Problems with microcode controlling
Efficiently controlling a highly concurrent data path using microcode is complex.
Handling exceptions in a pipelined CISC machine is complicated
Microcode engine represents an unnecessary overhead especially when executing simple instructions
RISC Design Goals
Choose common instructions and addressing modes
Target efficient pipelined implementation by ensuring instructions go through the same pipeline stages and executing them in a single cycle if possible.
Assume use of high-level languages - the compiler optimises register usage and instruction schedule.
Produce simple high-frequency implementation.
Load-store architecture
Memory can only be accessed with load and store instructions. This permits simple fixed length instructions simplifying decoding.
It also simplifies pipelining as instructions take a similar time to execute and memory is accessed at most once in one pipeline stage.
Register calling conventions
Simple convention specifies temporary and saved registers. This gives both the caller and callee a chance to reduce unnecessary register spilling.

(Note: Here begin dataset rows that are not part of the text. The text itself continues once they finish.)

PR #590, opened 2026-08-05
fix(viewer): honest clipboard on meeting links; drive the meeting e2e spec; close the meeting/camera handoff

StingD85:
## Summary

Continues `docs/HANDOFF_MEETING_CAMERA.md`. The headline is that **both bugs it was written to chase are resolved** — confirmed by an owner-run reproduction on the live deploy, not by inference. Along the way the console surfaced one genuine, unrelated bug, which is fixed here.

**The two reported symptoms do not reproduce.** Project `2e4a5fb9…`, live `planscape-web-free` / `planscape-api-free`:
- model renders — 624 elements, `elementCount: 562`, `mesh→meta resolver: 562/562 (100%)`
- meeting reads **`1 online · 1 in call`** (the handoff recorded `0 in call`), LiveKit logs `publishing track`, camera tile renders

No single commit is identifiable as "the fix"; the symptoms were gone by the time the flow could be driven end to end. The changes in that area since the report — the `s2-latejoin` A/V bundle, the `ready`-counter fix in the host page, and carrying `modelId` across the meeting re-navigation — cover symptom 1's mechanism directly.

### The real bug found and fixed

Starting a meeting toasted "join link copied" over an untouched clipboard. Console: `The Clipboard API has been blocked because of a permissions policy applied to the current document` (`coordination-viewer.js:904`). Two independent faults:

1. The iframe's `allow` attribute listed only `fullscreen; camera; microphone; display-capture`. That attribute **replaces** the frame's default permissions policy, so `clipboard-write` was denied outright.
2. `copyToClipboard` could not detect the refusal — `navigator.clipboard.writeText` rejects **asynchronously**, so the synchronous `try/catch` never saw it: the function returned as though it had succeeded and the `execCommand` fallback never ran.

Fix 1 alone repairs the common path; 2 is what stops the UI lying wherever the permission is unavailable anyway (a direct hit on the API origin, a mobile WebView). Callers now report honestly — `startMeeting` points at the address bar, since the link is the URL it re-navigates to.

### The e2e spec now drives the flow

`meeting.spec.ts` never reproduced the meeting — it stopped at "Join control not found". It searched for `button:has-text("Join")`, but the menu entries are `<div class="menu-item" id="meetStart">`, and `#lkJoin` does not exist until `#meetStart` makes the viewer re-navigate into `?meeting=<id>`. Correct order: `#btnMeet → #meetStart → wait for re-navigation → #lkJoin`. It also filtered console output to `error`, discarding the `warn` lines where livekit-av.js reports its actual causes. Chromium now gets a fake camera, without which a headless join blocks on a permission prompt indistinguishable from the bug.

Kept despite the bugs being fixed: it is the regression guard for a flow that had none.

### Handoff closed

Rewritten from a to-do list into a record of seven disproven theories with the evidence that killed each. Includes retracting two of my own from this workstream — the tenant-mismatch 403 lead (those 403s are the `/health` poll, which returns 403 to an anonymous `curl`; it is IP-restricted by design and the polling code already treats any HTTP response as "reachable"), and the original "the 403 is why Join fails" framing (`livekit-token` has no 403 path at all). Console noise that is *not* a fault is recorded so it stops being re-investigated.

## Test plan

- [x] `node --check` on `coordination-viewer.js`
- [x] source ↔ `wwwroot` byte-equal (the CI gate) — synced by hand
- [x] `npm run typecheck` — clean
- [x] `npm test` — 80/80 pass
- [x] Live bundle verified byte-identical to source before relying on any code reading
- [ ] **Needs a browser:** click "Start a live meeting" in the embedded viewer and confirm the join link genuinely lands on the clipboard, and that a blocked clipboard now warns instead of claiming success

Note `npm run lint` is not configured in `planscape-web` (`next lint` prompts for setup), so it was not run.

Per the handoff: `Build & Test` / `CI Gate` are known-broken on `main` itself (Postgres service container, `role "root" does not exist`) and unrelated to this change.


StingD85:
Added `033598136` — the connectivity pill now polls `/health/live` instead of `/health`.

`/health` is the full diagnostic, locked to private-range IPs + `X-Health-Token`, so a browser always got 403. The pill coped (any HTTP response = reachable), but the browser logged a failed request every 15s — and that noise is what buried the Clipboard violation this PR fixes. 17 console errors in the owner's capture, almost all of them this poll.

`/health/live` already existed for this: `AllowAnonymous`, 200 `{status:"alive"}`, no topology. Verified anonymously against the live API. **`/health` itself is untouched**, so its security gate and Render's probe are unaffected.

Folded into this PR rather than opened separately, despite being a distinct concern: it edits the same file (`coordination-viewer.js`) and its byte-equal `wwwroot` twin, so a parallel PR off `main` would have conflicted on merge for no benefit. Happy to split it out if you'd rather review them apart.

All three checks still pass.

StingD85:
**Verified in a browser — 2026-08-06.** The one unchecked box in this PR's test plan is now closed.

Owner ran it against the live deploy: **Meet → Copy join link → Ctrl+V pastes a URL containing `meeting=`.**

That confirms *both* halves of the fix are deployed and working together:

- **web-app half** — the iframe now delegates `clipboard-write`, so the Clipboard API is no longer refused. This was the half that could not be verified without a signed-in session.
- **viewer half** — `copyToClipboard` awaits the promise, so it reports honestly rather than assuming success. Confirmed present in the served bundle (`grep -c "Clipboard blocked"` → 2).

Pre-flight on the same run: `grep -c "health/live"` → 1, confirming the quieter connectivity poll from this PR is live too.

No behaviour in this PR remains unverified.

Temporary registers aren’t preserved by callee while callee saves saved registers.
Register Windows
Register windows are used by some processors which improve performance of procedure call/return sequence by avoiding the need to explicitly spill registers to memory.
Addressing modes
Register
Immediate
Register Indirect with displacement
Register indirect
Condition registers and flags
Options are condition codes, condition register and compare and branch.
Trade-offs:
Impact on local code scheduling optimisations
Use of general purpose registers
Number of instructions required to implement conditional branch
Cycle time implications
Encoding an instruction set
Balance:
Number of registers supported
Number of addressing modes supported
Against:
Size of instructions and compiled program
Fetch and decoding logic complexity and pipeline complexity in general
Options are:
Variable length
Fixed length
Hybrid format
16-bit instruction set extensions
Address a subset of operations, addressing modes and registers but allow for static code size reductions of 25-40%.
They also have a 10-20% performance penalty.